# Leaky BIG Berkey water valve



## tizlefritz (May 13, 2006)

We bought a big Berkey water filter a few months back and it leaks around where the valve goes through the tank wall. We've replaced the valve and rubber washers, but it still leaks. Does anyone out there have a fix for this, which won't contaminate the water? Is this a normal problem for Berkey's? I have never noticed it mentioned on my searches for Berkeys. Thank you very much.


----------



## Explorer (Dec 2, 2003)

Is the nut holding the valve tight?

Finger tight? Use a wrench.


----------



## calliemoonbeam (Aug 7, 2007)

I've never had a problem with mine or heard of anyone with this problem. You may just not have it tight enough, or it could simply be a defect in manufacturing. I'm sure if you contact the supplier they'd at the very least send you a new valve setup and if that didn't work maybe trade for a new unit. I don't have any other advice, sorry. Good luck!

P.S. If all else fails (though I can't imagine them not standing behind the product), you can purchase another valve kit. This is where I bought my Berkey, great service and $10 for a replacement kit. http://www.jamesfilter.com/accessories.aspx


----------



## Harry Chickpea (Dec 19, 2008)

Never had a problem either. A cheap fix might be the spigot off a boxed wine container and some glue.


----------



## Goldie (Feb 18, 2009)

Try oiling the outside part of the washer with some vegetable oil. That would be the washer on the outside of the Berkey that fits next to the Berkey wall. It only takes a very light coat. That did the trick for me when faced with the same problem.


----------



## Catshooter (May 11, 2009)

I had the exact same problem.

Use a wrench? On a plastic pipe with a plastic nut? There's a good idea, but I did anyway. You gotta be very careful. I also use a bit of silicone caulk. The caulk is what did the trick and it won't contaminate the water.

Goldie's idea of vegetabel oil is a good one. If I'd thought of that first I probably would have tried that.


Cat


----------



## tizlefritz (May 13, 2006)

The oil did the trick!!! Thanks


----------



## calliemoonbeam (Aug 7, 2007)

Glad you got it figured out!


----------



## mightybooboo (Feb 10, 2004)

Just read over at survivalblog that they are having lots of problems with the plastic Berkeys leaking and being non repairable and to stay away from the plastic Berkey.Or buy an Aqua-Rain stainless steel made in America,mine is fine quality.
------------------------------------------------
http://www.survivalblog.com

Letter Re: Berkey Light Water Filters
Permalink

Dear SurvivalBlog Readers:
I purchased a Berkey Light water filter system last year in the spring with my tax refund. The Berkey Light system is the all-plastic Berkey. I also bought the plastic base offered in connection for the unit, for the convenience of it. 

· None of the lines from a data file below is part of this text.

PR #389, opened 2016-03-28
MaidManager update for ImmutableData.

brian-js:
MaidManager update for ImmutableData.

MaidManager should accept Put from Client for Normal ImmutableData only.
Also caters for a few requirements/tweaks to TimedBuffer.

1. Accepts Put for ImmutableData iff the data is Normal.
2. Updated TimedBuffer, in particular to suit current use case returns keys for expired entries.
2. Use TimedBuffer for MaidManager request_cache.
4. Adds check_timeout fn to MaidManager and calls from vault main loop.

Requires version change and publish for https://github.com/maidsafe/safe_core/pull/229 and https://github.com/maidsafe/safe_network_common/pull/5.

---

Just short of one year later. I noticed a leak at the bottom of the water spigot. After dumping out the water, cleaning all the parts, I tried re-seating the spigot again, but the leak persisted. Finally, I noticed a small tear in the plastic at the bottom of the hole for the spigot. 

I contacted the retailer who sold me the unit and they graciously sent me a replacement bottom reservoir (this part has the hole where the spigot is located). However, upon putting all the parts back together, this time the base unit cracked in several places. The cracks are such that it's not completely un-usable, but it bothers me that I spent $209 plus extra for the base for a product that really didn't last longer than about a year. It could be faulty design. There doesn't seem to be much reinforcement , on or near the areas that get the most use - especially at the bottom of the spigot hole. Additionally, the plastic base unit now is "brittle" and easily cracks. 

Needless to say, as soon as I am able to afford it, I intend to replace this unreliable but necessary system, with an all-metal one. Please alert your readers before they make the mistake of buying a plastic Berkey Light. Save the extra money necessary and buy a stainless steel Berkey. 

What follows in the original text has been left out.